Тут-то и подоспели мы с Димитриосом. Как оказалось, двести лет назад какой-то изобретатель соорудил некое подобие воздушного шара, но его изобретение не произвело впечатления на тогдашних правителей. Он не знал о существовании шёлка, поэтому оболочкой служила воловья шкура. Она имела большой вес и позволяла изготовить оболочку очень малого объёма, так как размеры имела ограниченные, а сшитые кустарным образом несколько шкур пропускали воздух, и были очень тяжелы, так что данная конструкция летала как крокодил из анекдота моих времён «низко-низко и недалеко».
Но зато неведомый греческий Икар додумался до того, что так и не смог постичь Икар китайский: подвесить под оболочкой плетёную корзину с небольшой печкой, способной поддувать горячий воздух в оболочку прямо в небе, тем самым увеличивая высоту и дальность полёта в разы.
Работа закипела. Димитриос и Чжимин целыми днями экспериментировали: приспосабливали плетёные корзины, конструировали лёгкие небольшие печи-горелки, искали наилучшие материалы для получения наивысшей температуры горения. Самое удивительное, что они как-то понимали друг друга, не используя при этом «универсальный переводчик» в виде кувшина фалернского.
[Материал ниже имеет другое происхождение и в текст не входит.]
PR #8491, opened 2020-08-08
Refactor if_unless_modifier_spec

mockdeep:
Related to rubocop-hq/rubocop-rspec#862

This adds a `spaces` helper method and simplifies the `other_cops` `let`
blocks. There's still more that could be done to make these tests a
little easier to maintain, but thought this was a decent first step.
It's also probably easier to discuss in discrete steps.

### DIFF
--- a/spec/rubocop/cop/style/if_unless_modifier_spec.rb
+++ b/spec/rubocop/cop/style/if_unless_modifier_spec.rb
@@ -76,7 +76,6 @@ RSpec.describe RuboCop::Cop::Style::IfUnlessModifier, :config do
       end
 
       describe 'IgnoreCopDirectives' do
-        let(:comment) { '# rubocop:disable Style/For' }
         let(:body) { "puts '#{spaces(57)}'" }
 
         context 'and the long line is allowed because IgnoreCopDirectives is ' \
@@ -85,7 +84,7 @@ RSpec.describe RuboCop::Cop::Style::IfUnlessModifier, :config do
             expect("#{body} if condition".length).to eq(77) # That's 79 including indentation.
             expect_no_offenses(<<~RUBY)
               def f
-                #{body} if condition #{comment}
+                #{body} if condition # rubocop:disable Style/For
               end
             RUBY
           end
@@ -104,7 +103,7 @@ RSpec.describe RuboCop::Cop::Style::IfUnlessModifier, :config do
           it 'registers an offense' do
             expect_offense(<<~RUBY, body: body)
               def f
-                %{body} if condition #{comment}
+                %{body} if condition # rubocop:disable Style/For
                 _{body} ^^ Modifier form of `if` makes the line too long.
               end
             RUBY
@@ -113,7 +112,7 @@ RSpec.describe RuboCop::Cop::Style::IfUnlessModifier, :config do
               def f
                 if condition
                   #{body}
-                end #{comment}
+                end # rubocop:disable Style/For
               end
             RUBY
           end
@@ -158,10 +157,10 @@ RSpec.describe RuboCop::Cop::Style::IfUnlessModifier, :config do
   end
 
   context 'multiline if that fits on one line' do
-    let(:condition) { 'a' * 38 }
-    let(:body) { 'b' * 38 }
-
     it 'registers an offense' do
+      condition = 'a' * 38
+      body = 'b' * 38
+
       # This if statement fits exactly on one line if written as a
       # modifier.
       expect("#{body} if #{condition}".length).to eq(80)
@@ -313,9 +312,9 @@ RSpec.describe RuboCop::Cop::Style::IfUnlessModifier, :config do
     let(:body) { 'b' * 36 }
 
     context 'when a multiline if fits on one line' do
-      let(:conditional) { "/#{'a' * 36}/" }
-
       it 'registers an offense' do
+        conditional = "/#{'a' * 36}/"
+
         expect("  #{body} if #{conditional}".length).to eq(80)
 
         expect_offense(<<-RUBY.strip_margin('|'))
@@ -330,9 +329,9 @@ RSpec.describe RuboCop::Cop::Style::IfUnlessModifier, :config do
     end
 
     context "when a multiline if doesn't fit on one line" do
-      let(:conditional) { "/#{'a' * 37}/" }
-
       it 'accepts' do
+        conditional = "/#{'a' * 37}/"
+
         expect("  #{body} if #{conditional}".length).to eq(81)
 
         expect_no_offenses(<<-RUBY.strip_margin('|'))
@@ -525,9 +524,9 @@ RSpec.describe RuboCop::Cop::Style::IfUnlessModifier, :config do
       let(:body) { 'bbb' }
 
       context 'it fits on one line' do
-        let(:condition) { 'aaa' }
-
         it 'registers an offense' do
+          condition = 'aaa'
+
           # This if statement fits exactly on one line if written as a
           # modifier.
           expect("#{body} if #{condition}".length).to eq(10)
@@ -546,11 +545,10 @@ RSpec.describe RuboCop::Cop::Style::IfUnlessModifier, :config do
       end
 
       context "it doesn't fit on one line" do
-        let(:condition) { 'aaaa' }
-
         it "doesn't register an offense" do
-          # This if statement fits exactly on one line if written as a
-          # modifier.
+          condition = 'aaaa'
+
+          # This if statement fits exactly on one line if written as a modifier.
           expect("#{body} if #{condition}".length).to eq(11)
 
           expect_no_offenses(<<~RUBY)
--- a/spec/rubocop/cop/style/if_unless_modifier_spec.rb
+++ b/spec/rubocop/cop/style/if_unless_modifier_spec.rb
@@ -4,26 +4,24 @@
 # Note: most of these tests probably belong in the shared context "condition modifier cop"
 ######
 RSpec.describe RuboCop::Cop::Style::IfUnlessModifier, :config do
-  let(:ignore_cop_directives) { true }
-  let(:allow_uri) { true }
-  let(:line_length_config) do
+  def spaces(count)
+    ' ' * count
+  end
+
+  let(:other_cops) do
     {
-      'Enabled' => true,
-      'Max' => 80,
-      'AllowURI' => allow_uri,
-      'IgnoreCopDirectives' => ignore_cop_directives,
-      'URISchemes' => %w[http https]
+      'Layout/LineLength' => {
+        'Max' => 80, 'IgnoreCopDirectives' => true, 'AllowURI' => true
+      }
     }
   end
-  let(:other_cops) { { 'Layout/LineLength' => line_length_config } }
 
   extra = ' Another good alternative is the usage of control flow `&&`/`||`.'
   it_behaves_like 'condition modifier cop', :if, extra
   it_behaves_like 'condition modifier cop', :unless, extra
 
   context 'modifier if that does not fit on one line' do
-    let(:spaces) { ' ' * 59 }
-    let(:body) { "puts '#{spaces}'" }
+    let(:body) { "puts '#{spaces(59)}'" }
     let(:source) { "#{body} if condition" }
     let(:long_url) do
       'https://some.example.com/with/a/rather?long&and=very&complicated=path'
@@ -44,7 +42,7 @@ RSpec.describe RuboCop::Cop::Style::IfUnlessModifier, :config do
           def f
             # Comment 1
             if condition
-              puts '#{spaces}'
+              puts '#{spaces(59)}'
             end # Comment 2
           end
         RUBY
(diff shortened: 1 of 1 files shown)


mockdeep:
Part of the problem I'm seeing is that so much of the Rubocop testing infrastructure depends implicitly on various `let` definitions, which mandates more `let` definitions. One good example is the `source` calls. It would be great to be able to pass an argument to it as a method:

```rb
def source(body_length)
  <<~RUBY
    x = if a
      #{'b' * body_length}
    end
  RUBY
end
```

But because `shared_contexts.rb` implicitly relies on `source` to not require any arguments, it has to pull in its dependencies less explicitly via other `let` blocks.

mockdeep:
Added a second commit with some additional changes.

spec/rubocop/cop/style/if_unless_modifier_spec.rb
```diff
@@ -44,7 +42,7 @@ def f
           def f
             # Comment 1
             if condition
-              puts '#{spaces}'
+              puts '#{spaces(59)}'
```
pirj, line 45: I've changed this to `#{body}` in my PR, since in the other examples and more importantly, the `expect_offense` statement above it's used like that.

spec/rubocop/cop/style/if_unless_modifier_spec.rb
```diff
@@ -583,7 +584,7 @@ def f
   end
 
   context 'when Layout/LineLength is disabled' do
-    let(:line_length_config) { { 'Enabled' => false } }
+    let(:other_cops) { {} }
```
pirj, line 587: How does this work? Isn't `LineLength` enabled by default in `config/default.yml`? If we override the `other_cops` definition in the beginning of this spec, I would expect RuboCop to use that default, and that contradicts to context title.

marcandre:
FWIW, I prefer this to #8447.

It still does not seem like an improvement to me, on the contrary.

It seems clear that these changes there not to actually make the code better, not because there's an actual issue with any of these `let`s, but simply to defeat a misguided metric.

I'll take just one example despite it being one of the most innocuous:

```ruby
context "when a multiline if doesn't fit on one line" do
  let(:conditional) { "/#{'a' * 37}/" }  # <<< Changing this line...
  it 'accepts' do
    conditional = "/#{'a' * 37}/"        # <<< ... into this line
    expect("  #{body} if #{conditional}".length).to eq(81)
    expect_no_offenses # ...
    # ...
```

I believe this makes no meaningful improvement. The most important metric for me is ease of comprehension. It's basically the same idea, saying that `conditional` is, for this spec `"/aaaa.../"`. Not sure why that string btw, `'a' * 39` is simple better and clearer.

As for *practical* differences, there are a few, all against the local var.

I'll remark the first `expect`: this line does not belong in the `it 'accepts'` block but as a separate `before` block of the `context`; it's not actually part of spec, but a sanity check on the setup:

```ruby
context "when a multiline if doesn't fit on one line" do
  let(:conditional) { 'a' * 39 }
  before { expect("  #{body} if #{conditional}".length).to eq(81) } # sanity check
  it 'accepts' do
    expect_no_offenses # ...
```

I believe that *that* is the most expressive version of the code. `context` => setup (and sanity check) for that context => spec.

Further refactoring / testing might also require adding a `let(:replacement) { "  #{body} if #{conditional}" }` that would be reused in a `it 'registers an offense'`, etc. There are actually quite a number of such tests here and there, a refactoring of that could be a net gain.

Adding any spec for the same conditional: do you duplicate the local var? Do you put it outside of the block? Why?

I remain strongly convinced that counting the number of `let` is a misguided metric. It pains me to think of Rubyists confronted to such an offense (say because their manager believes in metrics / rubocop) and having to waste their time into going around that offense when nothing is wrong with any of their `let`.

"When a measure becomes a target, it ceases to be a good measure." -- Goodhart's law

In this case, it's not even a good measure to start with. Just the fact that this metric does not count `def`s (or local variables) should be a hint of that.

```ruby
- let(:conditional) { 'a' * 39 }   # Oops, too many `let`
+ def conditional; 'a' * 39; end  # yay, no offense!
```

spec/rubocop/cop/style/if_unless_modifier_spec.rb
mockdeep: Oh, interesting. I was under a different understanding, but you made me check my assumptions. Turns I was (mostly) correct! All cops are `'Enabled' => true` by default in the tests, including the disabled ones in `config/default.yml`. But they have **no** configurations:

```irb
> config.for_cop('Layout/LineLength')
 => {"Enabled"=>true}
> config.for_cop('Bundler/GemComment')
 => {"Enabled"=>true}
```

So without a `'Max'` setting, `Layout/LineLength` is effectively disabled.

mockdeep:
```rb
context "when a multiline if doesn't fit on one line" do
  let(:conditional) { 'a' * 39 }
  before { expect("  #{body} if #{conditional}".length).to eq(81) } # sanity check
  it 'accepts' do
    expect_no_offenses # ...
```

It's hard to argue in a way that doesn't dip into the realm of subjectivity, but I think this creates a lot of visual noise. If there's only one example, I'd actually go so far as to eliminate the `context`:

```rb
it 'accepts when a multiline if does not fit on one line' do
  conditional = 'a' * 39
  expect("  #{body} if #{conditional}".length).to eq(81)

  expect_no_offenses...
end
```

I agree that the sanity check deserves to be somehow separated, but I think in terms of simplicity I would take this tradeoff for the sake of less complexity in the test setup. It also makes me think maybe there's a method that should be extracted, like `body = make_body(length: 81)` or the like. Some of this is made more difficult by the fact that the existing test helpers depend implicitly on things like `source`.

> Adding any spec for the same conditional: do you duplicate the local var? Do you put it outside of the block? Why?

Copying from [my other comment](https://github.com/rubocop-hq/rubocop/pull/8447#discussion_r467538132): Personally, I'd probably actually copy paste it into each test. I think some duplication can be advantageous across tests, since it makes it a lot easier to write varying test cases, and it makes each test more self-contained. That, to me, is easier to maintain and understand without scrolling up and down the file (and other files) to trace through all of the implicit dependencies. The test itself becomes more "plain ruby" without a lot of indirection and uncertainty about what happens when.

With scattered `let` blocks all over the test file, I have to mentally piece together the existing semi-global state that I'm working with in my test, and what ways I need to modify it to fit my needs. I often need to introduce a new `context` just to override some `let` somewhere else.

```rb
- let(:conditional) { 'a' * 39 }   # Oops, too many `let`
+ def conditional; 'a' * 39; end  # yay, no offense!
```

While I agree in principle that simply replacing `let` with `def` doesn't solve the core issue in question, I think it opens some doors. To that extent, I'm actually happy with a sweep to replace all `let`s with `def`s. When we need to vary the results from one test to the next, the solutions are very different. With a `let` we have to add a chunk of additional structure to each test. Probably a new `context` and new `let`, or maybe do some in-line modification inside the test block. For methods we can accept a parameter. For this case, we do the same "letter * number" logic all over the test file, which to me makes the test less expressive. I might instead have a method `conditional(length:)`, or even `text(length:)`, since we do the same thing for several other cases.

Using methods in these cases also prompts me to think more deeply about the test structure as a whole. I don't add a new method as lightly as I add a new `let`, so I'm going to think twice about what is the best structure for the file. And if I'm writing a helper like `text(length:)`, maybe it's a thing that would apply to more test file, so could be made available everywhere.

marcandre:
> It's hard to argue in a way that doesn't dip into the realm of subjectivity

I'm glad we both agree on this. As a tough reviewer, I wouldn't ask a submitter of either of these two variants to change it.

The problem is that I now might have my computer completely disregards this subjectivity and tell me "no, one way is baaaaad, only the other is good", when I'm trying to actually fix real issues. It's the kind of thing that makes me want to curse, even though I very rarely loose my cool in real life.

mockdeep:
A couple more thoughts on this. Yes, it's trivial to satisfy the rule without actually addressing the underlying issue it is flagging. In this way, it's similar to other rules like `ClassLength`, pretty much all of the `Metrics` cops, and probably many others. You can just grab a bag of methods and toss it into a module and `include` it back into your class and `ClassLength` will be satisfied. These sorts of rules aren't any good unless you use them in good faith.

Thinking about things from a higher level, here is a non exhaustive list of valuable qualities in a test file:

* It needs to verify that the code actually works, of course.
* It should be easy to maintain and extend.
* It should provide a good source of reference for how the code works.

I don't think that this test file as its written does a great job on any of these. You could argue that it satisfies the first, but it's hard to be sure when there is so much indirection in the test file. Likewise, it's hard to extend and maintain, since any change I want to make has to account for all of the pre-existing structures and state in the file. And similarly, it's hard for it to be a useful source of reference when you need to mentally knit together an understanding from nested context descriptions and logic distributed across the file.

This isn't specific to the use of `let` blocks, but more generally about the way that we tend to write tests in RSpec. I think we try to apply the same ideas of abstraction that are good for our application logic, and I think that actually makes the tests worse. DRY in particular is a principle that really gets abused in tests.

marcandre:
I pretty much agree with all of the above.

What is less clear to me is that the number of `let` is in direct opposition of your stated goals. What I mean is that indeed, if there are 10 independent `let` in a spec suite, overridden here and there, that can be quite hellish. But there are valid cases, imo, where a `let` doesn't cost much if at all, like a temporary intermediate variable. Maybe the number of *overridden* `let`s should be considered?

```ruby
let(:source) { '2 + 2' } # overridden in multiple places, counts as +1
let(:processed_source) { ... } # never overridden, counts as +0
let(:ast) { processed_source.ast } # never overridden, counts as +0
subject(:node) { ast } # overridden in some places, counts as +1
```

Is the code really more complex because the `processed_source` intermediate step was named?

Here's another way to think about this. `ClassLength` offense asks the question: can you break the functionality into separate independent and coherent modules? That's a valid question and the end result, if done in good faith, will be better.
`AbcSize`/`...Complexity` offense asks the question: can you break your method into smaller chunks that make sense. Again, net gain.
This `let` metric, what is the right question? As it stands, it asks "can you have less named things (and this is only considering one particular way of naming things)". It's like an `AbcSize` metric, but just for `A`, and for the whole class, and only counting a specific set of `A`. I typically see no way to obtain noticeably better result, and if two very knowledgeable devs like yourself and @pirj can't achieve it (at least in my opinion)...

Thanks for bearing with me up to now 😅

mockdeep:
So a couple of clarifications in the way that the rule behaves. For starters, it does not count *all* of the `let` blocks in the test file. So if you have 6 parallel contexts each with a single `let`, it will not report an issue. It reports an issue when a single context has access to more than 5 `let` blocks, which sounds to me like a reasonable limit. It does not account for overrides, but to me overrides are an anti-pattern best to be avoided. In my experience, they cause a lot of confusion in the structure of tests.

Also, the rule by default does not count `subject` blocks against you, so I don't think your example would be likely to cause any complaints. Likewise, this test file actually might not have as many complaints as you might expect looking at it. In concert with the `NestedGroups` cop, though, it could help guide a better structure for the file.

> Here's another way to think about this. `ClassLength` offense asks the question: can you break the functionality into separate independent and coherent modules?

> This `let` metric, what is the right question? As it stands, it asks "can you have less named things (and this is only considering one particular way of naming things)".

The way this is framed casts a negative light on the new `let` rule, but you can frame `ClassLength` in the same way: "can you have less lines of code in this file?". It isn't really a measure of code quality, just a signifier that maybe some additional thinking should be done. You can satisfy the rule by pulling an arbitrary bag of methods into a module. It just sub-divides the mess without really solving the underlying architectural problem. In the same way, if you don't engage with the `let` cop in good faith, you can just use method definitions instead and satisfy the rule. The question you ask yourself for this rule should be something more like "can I refactor my test to require less indirection?". Maybe the solution is moving some logic to factories or external helpers, maybe it is to collapse `let` code together when it is only referred to from another `let`, maybe it is to move it directly into the test, maybe it is to define a method with a parameter that allows you to more easily create variations.

Ultimately, none of these rules can enforce good quality. The best we can hope for is that they prompt us to think more about the way we structure our code. Tests in particular often feel a bit like the wild west, varying greatly in structure and style.

marcandre:
>  In the same way, if you don't engage with the let cop in good faith, you can just use method definitions instead and satisfy the rule.

Sorry if I wasn't clear, my entire last remark was about someone engaging the rules in good faith.

> "can I refactor my test to require less indirection"

This is the case only if a `let` is "far" from it's point of use, or is redefined somewhere "far". The number of `let` doesn't seem like a good proxy for this.

> but to me overrides are an anti-pattern best to be avoided

We'll have to agree that we *strongly* disagree on this one. I wish that disagreement was enough for this Cop to be disabled by default. I won't force anyone to use multiple `let`, but I only wish no-one forcing me to avoid using them, and that includes when hacking on `rubocop` itself.

bbatsov:
So, what will it be? I've been going over the list of PRs today and it's time to either merge this or close it. I'm leaning towards closing this suggestion as I don't think it's a clear improvement over the existing code, but I'll leave the final decision to @marcandre.

marcandre:
I remain unconvinced about the proposed refactors, and the rule in general, so closing this.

Димитриос не пил вина вообще, что было довольно странно для грека, а Чжимин настолько увлекался процессом работы, что забывал о своём пристрастии, тем более что его друг Квинтий мотался по всему миру с торговыми экспедициями. Несколько раз в день изобретатели привлекали невозмутимую Мэйлинь, которая разъясняла и переводила непонятные моменты, а потом парочка какое-то время обходилась без неё. Китаянка при этом всегда была неподалёку, и в случае необходимости приходила на помощь.
Я порадовался успехам своих подопечных, однако призвал их не зацикливаться только на воздухоплавании, но и уделить внимание постройке парового двигателя. Кроме этого задумался о привлечении в группу кого-то третьего, обладающего не только инженерным мышлением, но и знаниями китайского и греческого языка, или хотя бы способностью к лингвистике. Всё-таки ребята занимались серьёзным делом, а не пустой болтовнёй, и языковой барьер всё же частенько становился препятствием.
Оставив Димитриоса с Чжимином работать дальше и выделив им на это значительные средства, я вернулся в Рим, налаживать оружейное производство и решать ещё множество важных дел. Проблемы заговоров и переворотов, похоже, были закрыты: народ, армия и церковь поддерживали меня как и прежде, а после того, как я не дал расправиться со своими союзниками-сенаторами, почти весь Сенат также перешёл на мою сторону, за исключением нескольких недовольных всем и всегда, но ограничивающихся мелкими пакостями и неспособных на полноценный заговор.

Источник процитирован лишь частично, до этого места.